Jeff - comment, we have the data management working group but also an assessment group. This group is more, given a product was created, we should make it available. In some standard fashion. Access and discoverability level and not why are we doing this.
Question - big business would already have a why question before creating things.
Other comment from the crowd - they way science is conducted, traditionally the research scientists, the data management concerns, they don’t want to be bothered by it. So the intersection is thin and needs to grow.
Curt - getting back to the modeling question - pointed to the US-GEO sub committee, and there is another which focuses on modeling. Leaving it to them by this group so not to step on their toes.
Question - working on the belmont forum - just got around to talking to use cases, with the belmont challenge, to move forward to pick scenarios that would maybe be another good source.
Question - google public data offering - a lot of it is business level 5 products. We produce 1,2,3. This is by location and time. I want to see data by location and time - they can convert it in this system that makes it easier for end users. It does not have the details, but they do not want to see them anyways. Something they can consume and understand.
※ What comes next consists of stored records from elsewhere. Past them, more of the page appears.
Issue #1895, opened 2024-03-19
`/extended/v1/address/:address/balances` needs optimization


rafaelcr:
We're getting OOM errors from a large number of calls to this endpoint. Perhaps it can be optimized or refactored into a new one to use less memory.

smcclellan:
Priority could adjust after Fastify migration.

wafeishushu:
same problem

Issue #2095, opened 2024-09-26
stx_supply and stx account balance endpoint perf issues


zone117x:
The query used for `extended/v1/stx_supply` is getting expensive and taking several seconds (or timing out) when not getting a cache-hit. 

We now have an ft balance table which can calculate the total STX supply near-instantly, which we should switch to using.

EDIT:
Account stx balance endpoints are also starting to have perf issues due to this same underlying problem.

zone117x:
Recently, a series of stx balance read queries have been growing at something like a sublinear rate to the number of tx rows associated with a given address (or at least growing at a constant (O(1)) rate), which is starting to become a problem due to the volume of txs that can be associated with a given address.
We have a new-ish table that tracks balances for each `address<->token`, which means this endpoint could issue balances queries that only need to read a single row. It's the same table powers these fast endpoints:  https://api.hiro.so/extended/v1/tokens/ft/stx/holders

We could make that change for non-STX tokens right now, but for STX balances there is a known bug where some address balances are slightly off. Perhaps its worth making the change anyway knowing some balances will be off, and then we'll get more information that issue and hopefully can fix it.

wileyj:
copypaste from #2226 since tracking was moved here:

This presents almost identically to https://github.com/hirosystems/stacks-blockchain-api/issues/2147


In this case,  querying a an API like:
```
http://localhost:3999/extended/v1/address/{principle}/balances
```

can take quite long (in some cases, i waited over 120s). the host resources/db resources were mostly unchanged and other requests were served during the wait, so it doesn't seem to be blocking. 



```
~$ time curl -sL localhost:3999/extended/v1/address/{principle}/balances | jq -r
{
  "stx": {
    "balance": "14433751",
    "total_sent": "152295994",
    "total_received": "255265978",
    "total_fees_sent": "88536233",
    "total_miner_rewards_received": "0",
    "lock_tx_id": "",
    "locked": "0",
    "lock_height": 0
...
real	0m31.282s
user	0m0.039s
sys	0m0.006s
```

After the first query for the balance, subsequent requests return quickly (as expected), so it feels really similar #2147

PR #2229, opened 2025-03-11
feat: new account balances endpoints, optimized for high tx volume

zone117x:
Closes https://github.com/hirosystems/stacks-blockchain-api/issues/1895
Fixes the account-specific endpoint issue in https://github.com/hirosystems/stacks-blockchain-api/issues/2095

This PR implements two new address balance endpoints
* `GET /extended/v2/addresses/:addr/balances/stx`
* `GET /extended/v2/addresses/:addr/balances/ft`

These have the following optimizations:
* Directly queries stx and ft token balances from the `ft_balances` table, rather than aggregating the tx credits/debits/fees over tens of thousands of rows for some accounts.
* FT endpoint is paginated
* Only involve the pox4 events table for determining locked amount.
* Skip `token_offering_locked` query now that all token offering accounts are unlocked.
* Remove `nft_holdings` property from response, there is already an optimized endpoint `/extended/v1/tokens/nft/holdings?principal=<addr>` which includes more useful data than this property.

These are new endpoint rather than modifying the existing one because of breaking changes:
* The ft response objects do not contain `total_sent` and `total_received` fields, because the holders table only tracks the `balance`.
* Does not include the `nft_holdings` property.
* The endpoint does not support the `?until_block=<height>` param, because the holders table contains balances at the chaintip.
* Mempool/pending balance estimations are opt-in with a `?include_mempool=true` query param.

The old endpoints `/extended/v1/address/:addr/balances` and `/extended/v1/address/:addr/stx` have been marked as deprecated.

Sample of `EXPLAIN ANALYZE` timing for the previous FT balance query vs the new one:
```
Execution Time: 1371.540ms (old)
Execution Time: 0.066ms (new)
```

TODO:
* [x] Tests


src/api/routes/v2/addresses.ts
```diff
@@ -118,5 +125,86 @@ export const AddressRoutesV2: FastifyPluginAsync<
...
+    },
+    async (req, reply) => {
+      const stxAddress = req.params.principal;
+      validatePrincipal(stxAddress);
+
+      const result = await fastify.db.sqlTransaction(async sql => {
+        const chainTip = await fastify.db.getChainTip(sql);
+
+        // Get balances for fungible tokens
+        const ftBalancesResult = await fastify.db.v2.getFungibleTokenHolderBalances({
```
rafaelcr, line 154: I think this is a good opportunity to paginate this list somehow... I know there are some addresses that have hundreds of tokens (DEX contracts and such).

Maybe a good approach would be to move these to a new endpoint? `/:principal/balances/ft` (similar to the NFT holdings endpoint). Paginating a nested object in this endpoint would be kind of weird imo

zone117x: Good call, I'll work on that

zone117x: Done

rafaelcr (approved):
LGTM!

PR #324, opened 2024-10-02
[REG-1951] Segments List + Play Segment in the SDK UI

addisonbgross:
https://github.com/user-attachments/assets/8c1111a6-8fa8-4aff-a400-356b7f070da8

## What has been done
- Users can view a list of Segments and play individual ones
- Users can switch tabs between the list of Sequences and the list of Segments
- Better Tooltip anchor positioning
- Created a `SegmentCardLarge` that is similar to the `SequenceCard`. This provides a view of a Segment that is better suited for interaction and displaying more content than the existing `SegmentCard`  (as seen in the Sequence Editor)
- Additional testing

## LOOM
https://www.loom.com/share/e53230f066a547de8e5d514927d5b236

### DIFF
--- a/src/gg.regression.unity.bots/Runtime/Scripts/RGOverlay/RGSegmentEntry.cs
+++ b/src/gg.regression.unity.bots/Runtime/Scripts/RGOverlay/RGSegmentEntry.cs
@@ -14,10 +14,8 @@ public class RGSegmentEntry : MonoBehaviour
     public string segmentName;
 
     public string description;
-
-    /**
-     * <summary>Null if this is a resource load, or path if this is a file.</summary>
-     */
+    
+    // will be a file path when in-editor, or a resources path when in a packaged build
     public string path;
     
     /**
@@ -82,46 +80,41 @@ public class RGSegmentEntry : MonoBehaviour
      * When the play button is clicked, start the Segment and close the RGOverlay
      * </summary>
      */
-    public void OnPlay()
+    private void OnPlay()
     {
         var botManager = RGBotManager.GetInstance();
-        if (botManager != null)
+        if (botManager == null)
         {
-            var toolbarManager = FindObjectOfType<ReplayToolbarManager>();
-            toolbarManager.selectedReplayFilePath = null;
-            
-            botManager.OnBeginPlaying();
+            Debug.LogError("RGSegmentEntry cannot find the RGBotManager in its OnPlay function");
+            return;
+        }
+        
+        var toolbarManager = FindObjectOfType<ReplayToolbarManager>();
+        if (toolbarManager == null)
+        {
+            Debug.LogError("RGSegmentEntry cannot find the ReplayToolbarManager in its OnPlay function");
+            return;
+        }
+        toolbarManager.selectedReplayFilePath = null;
+        
+        botManager.OnBeginPlaying();
 
-            var segmentList = new List<BotSegmentList>();
-            segmentList.Add(CreateBotSegmentListForPath(path, out var sessId));
-            var sessionId = sessId;
-            sessionId ??= Guid.NewGuid().ToString();
-            
-            var playbackController = FindObjectOfType<BotSegmentsPlaybackController>();
-            playbackController.Stop();
-            playbackController.Reset();
-            playbackController.SetDataContainer(new BotSegmentsPlaybackContainer(segmentList.SelectMany(a => a.segments), sessionId));
-            playbackController.Play();
-        }
-    }
-
-    private BotSegmentList CreateBotSegmentListForPath(string path, out string sessionId)
-    {
-        var result = BotSequence.LoadBotSegmentOrBotSegmentListFromPath(path);
-        if (result.Item3 is BotSegmentList bsl)
+        var segmentList = new List<BotSegmentList>
         {
-            sessionId = bsl.segments.FirstOrDefault(a => !string.IsNullOrEmpty(a.sessionId))?.sessionId;
-            return bsl;
-        }
-        else
+            BotSequence.CreateBotSegmentListForPath(path, out var sessId)
+        };
+        var sessionId = sessId ?? Guid.NewGuid().ToString();
+        
+        var playbackController = FindObjectOfType<BotSegmentsPlaybackController>();
+        if (playbackController != null)
         {
-            var segment = (BotSegment)result.Item3;
-            sessionId = segment.sessionId;
-            var segmentList = new BotSegmentList(path, new List<BotSegment> { segment });
-            segmentList.name = segment.name;
-            segmentList.description = segment.description;
-            segmentList.FixupNames();
-            return segmentList;
+            Debug.LogError("RGSegmentEntry cannot find the BotSegmentsPlaybackController in its OnPlay function");
+            return;
         }
+        
+        playbackController.Stop();
+        playbackController.Reset();
+        playbackController.SetDataContainer(new BotSegmentsPlaybackContainer(segmentList.SelectMany(a => a.segments), sessionId));
+        playbackController.Play();
     }
 }
--- a/src/gg.regression.unity.bots/Runtime/Scripts/RGOverlay/RGSegmentEntry.cs
+++ b/src/gg.regression.unity.bots/Runtime/Scripts/RGOverlay/RGSegmentEntry.cs
@@ -106,7 +106,7 @@ public class RGSegmentEntry : MonoBehaviour
         var sessionId = sessId ?? Guid.NewGuid().ToString();
         
         var playbackController = FindObjectOfType<BotSegmentsPlaybackController>();
-        if (playbackController != null)
+        if (playbackController == null)
         {
             Debug.LogError("RGSegmentEntry cannot find the BotSegmentsPlaybackController in its OnPlay function");
             return;
--- a/src/gg.regression.unity.bots/Runtime/Scripts/RGOverlay/RGSegmentEntry.cs
+++ b/src/gg.regression.unity.bots/Runtime/Scripts/RGOverlay/RGSegmentEntry.cs
@@ -90,11 +90,8 @@ public class RGSegmentEntry : MonoBehaviour
         var botManager = RGBotManager.GetInstance();
         botManager.OnBeginPlaying();
 
-        // create the list of segments to play (in our case there will only be 1)
-        var segmentList = new List<BotSegmentList>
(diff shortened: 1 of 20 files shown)


src/gg.regression.unity.bots/Runtime/Scripts/RGOverlay/RGSegmentEntry.cs
```diff
@@ -0,0 +1,152 @@
...
+        {
+            BotSequence.CreateBotSegmentListForPath(path, out var sessId)
+        };
+        var sessionId = sessId ?? Guid.NewGuid().ToString();
+        
+        var playbackController = FindObjectOfType<BotSegmentsPlaybackController>();
+        if (playbackController == null)
+        {
+            Debug.LogError("RGSegmentEntry cannot find the BotSegmentsPlaybackController in its OnPlay function");
+            return;
```
addisonbgross, line 143: This function paraphrases how the `BotSequence` class plays a Sequence. I have this feeling that this logic would be good somewhere else.

I'm thinking that playing a Segment should be a static method in the `BotSegment` class. Thoughts and feelings?

RG-nAmKcAz:
I still feel like these uis should be a searchable list/table instead of tiles, but reviewing this as it is currently

src/gg.regression.unity.bots/Runtime/Scripts/RGOverlay/RGSegmentEntry.cs
```diff
@@ -0,0 +1,152 @@
...
+ * </summary>
+ */
+public class RGSegmentEntry : MonoBehaviour
+{
+    public string segmentName;
+
+    public string description;
+    
+    // will be a file path when in-editor, or a resources path when in a packaged build
+    public string path;
```
RG-nAmKcAz, line 24: keep this a 'filePath' and 'resourcePath' like the sequences are

we will need that information later for properly indicating to users which segments are loading from a local override vs in the build

src/gg.regression.unity.bots/Runtime/Scripts/RGOverlay/RGSegmentEntry.cs
```diff
@@ -0,0 +1,152 @@
...
+    /**
+     * <summary>
+     * Ensures all needed prefabs and fields are properly set. Shows an icon if this segment is of the SegmentList type
+     * </summary>
+     */
+    public void Start()
+    {
+        if (string.IsNullOrEmpty(path))
+        {
+            Debug.LogError($"RGSegmentEntry is missing its path");
```
RG-nAmKcAz, line 52: (non-blocking) At some point we should do away with these checks and error log messages.  These are SDK breaking conditions that should really throw exceptions, not just log a message and continue

src/gg.regression.unity.bots/Runtime/Scripts/RGOverlay/RGSegmentEntry.cs
```diff
@@ -0,0 +1,152 @@
...
+     * <summary>
+     * When the play button is clicked, start running the Segment and close the RGOverlay
+     * </summary>
+     */
+    private void OnPlay()
+    {
+        var botManager = RGBotManager.GetInstance();
+        if (botManager == null)
+        {
+            Debug.LogError("RGSegmentEntry cannot find the RGBotManager in its OnPlay function");
```
RG-nAmKcAz, line 117: In no (non-unit test) situation should this ever happen :/ 

I would rather this throw the exception for the null botManager later in the code so this doesn't pass our dev testing with us possibly missing one of these error messages.

src/gg.regression.unity.bots/Runtime/Scripts/RGOverlay/RGSegmentEntry.cs
```diff
@@ -0,0 +1,152 @@
...
+        {
+            Debug.LogError("RGSegmentEntry cannot find the ReplayToolbarManager in its OnPlay function");
+            return;
+        }
+        toolbarManager.selectedReplayFilePath = null;
+        
+        // set the recording toolbar's state for playing this segment
+        botManager.OnBeginPlaying();
+
+        // create the list of segments to play (in our case there will only be 1)
```
RG-nAmKcAz, line 132: (comment wording issue) will there really only be 1 if the path is a segmentList ?

src/gg.regression.unity.bots/Runtime/Scripts/RGOverlay/RGSegmentEntry.cs
```diff
@@ -0,0 +1,152 @@
...
+        var segmentList = new List<BotSegmentList>
```
RG-nAmKcAz, line 133:
```suggestion
        var segmentList = BotSequence.CreateBotSegmentListForPath(path, out var sessId);

```

RG-nAmKcAz: This suggestion can't apply directly, but we don't need the extra new List allocation here

src/gg.regression.unity.bots/Runtime/Scripts/RGOverlay/RGSegmentEntry.cs
RG-nAmKcAz: Re:  // play the segment

Botsequence has this same logic flow in its `Play` method.

I would NOT suggest that you create a sequence for the segments just to re-use this. 

 **Given that playing a bot segment/list directly is only exposed from this UI, I feel like the code is perfect right where it is.**

If you are insistent on moving it somewhere else, it would go in BotSegmentList in a new `Play` method, to match the pattern on `BotSequence`.

src/gg.regression.unity.bots/Runtime/Scripts/RGOverlay/RGSequenceManager.cs
```diff
@@ -52,15 +58,55 @@ public void LoadSequences()
...
     {
         DontDestroyOnLoad(gameObject);
     }
 
     public void Start()
     {
-        LoadSequences();
+        if (sequencesPanel == null)
+        {
+            Debug.LogError("RGSequenceManager is missing its sequencesPanel");
```
RG-nAmKcAz, line 96: again, these should be hard exceptions if this is null, our SDK is mis-configured/broken if this is happening

src/gg.regression.unity.bots/Runtime/Scripts/RGOverlay/RGTabButton.cs
```diff
@@ -0,0 +1,189 @@
...
+        public void Start()
+        {
+            var background = GetComponent<Image>();
+            if (background != null)
+            {
+                _background = background;
+            }
+            else
+            {
+                Debug.LogError("RGTabButton is missing its background");
```
RG-nAmKcAz, line 54: last comment on this, but we shouldn't need all these checks / log statements for misconfigured game objects

src/gg.regression.unity.bots/Tests/Scripts/RGOverlay/RGSegmentEntry.test.cs
```diff
@@ -0,0 +1,68 @@
...
+            entry.descriptionComponent = RGTestUtils.CreateTMProPlaceholder();
+            entry.playButton = _uat.AddComponent<Button>();
+            
+            // create tooltip child
+            var tooltip = new GameObject();
+            tooltip.AddComponent<RGTooltip>();
+            tooltip.transform.SetParent(entry.transform);
+
+            // create segment list indicator w/Image
+            var segmentListIndicator = new GameObject();
```
RG-nAmKcAz, line 36: all uses of `new GameObject()` in these unit tests must follow the pattern...

```csharp
new GameObject(){
                transform =
                {
                    parent = parentObject.transform
                }
            };
```

where `parentObject` is something in the transform hierarchy of `_uat`.   


Otherwise, destroying `_uat` DOES NOT cleanup the other game objects  and leads to unit test interference between tests

RG-nAmKcAz (changes requested):

abeizer (approved):

vontell (approved):
Didn't have anything in addition to Zack's comments, I'll mark as approved assuming his remarks are addressed.

src/gg.regression.unity.bots/Runtime/Scripts/RGOverlay/RGSegmentEntry.cs
addisonbgross: good call. These 2 have been separated

src/gg.regression.unity.bots/Runtime/Scripts/RGOverlay/RGSegmentEntry.cs
addisonbgross: Fair point. I've removed any of these checks I've added in this PR from the relevant `Start` methods. I also removed these from the Sequence editor

src/gg.regression.unity.bots/Runtime/Scripts/RGOverlay/RGSegmentEntry.cs
addisonbgross: reworded. Good call

src/gg.regression.unity.bots/Runtime/Scripts/RGOverlay/RGSegmentEntry.cs
addisonbgross: nice one. Changed

src/gg.regression.unity.bots/Tests/Scripts/RGOverlay/RGSegmentEntry.test.cs
addisonbgross: ah I'm glad you noticed this. I've updated my added tests

src/gg.regression.unity.bots/Runtime/Scripts/RGOverlay/RGSegmentEntry.cs
addisonbgross: Your logic is sound, the code will stay put

RG-nAmKcAz (approved):

RG-nAmKcAz:
After testing this in the build, opened follow up task for dis-ambiguation 

https://linear.app/regression-games/issue/REG-2075/segment-cards-need-path-information

PR #326, opened 2024-10-03
[REG-2068] Handle ambiguous available segments in SequenceEditor UI by showing path

RG-nAmKcAz:
- Handles dis-ambiguating segments that have the same 'name' but different paths on the editor UI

Where they can see the sea ice being consumed etc. Which then leads them to go look for more.
Ethan - use case areas, have use cases been derived for societal benefit areas? Curt - they have been looking at the questions to the data sets to see how they might inform the questions.
Sky - these things will matter, it is a three year cycle, and the first one in 2012 needs work, but it will be a tool for other higher groups to figure out budgets etc. Identifying the systems and data files was work too.
Ethan - competing prioritizations, and needs to be agreed upon by a number of agencies. Like defining use cases… Curt -- NASA has been mapping products against needs areas. Ethan - maybe use cases are a different animal than the objectives need. Comment - use cases are a higher level of granularity.
Comment - the assessment could be tied to gether with the use cases. And the objectives, when doing the assessment do they have use cases to do this, specific ones in mind? They would be good use cases if they are.
Comment - The larger use organization did something a few years ago. That conversation is happening. Curt - we haven't done that yet. Commenter, there is a lot of overlap and based on (??)
Commenter - the usgs has the money to send people to these meetings and there is a reconfigured geo based on this, the societal benefits board is trying to work on better definitions of what is being produced. So maybe for the US part (of GEO) how does it all work, for ESIP at least, if some energy was used to put in to how it is looked up on the website and how can I help.
Comment - COPEUS working group is working on this and is meeting friday morning to discuss if people want to get involved.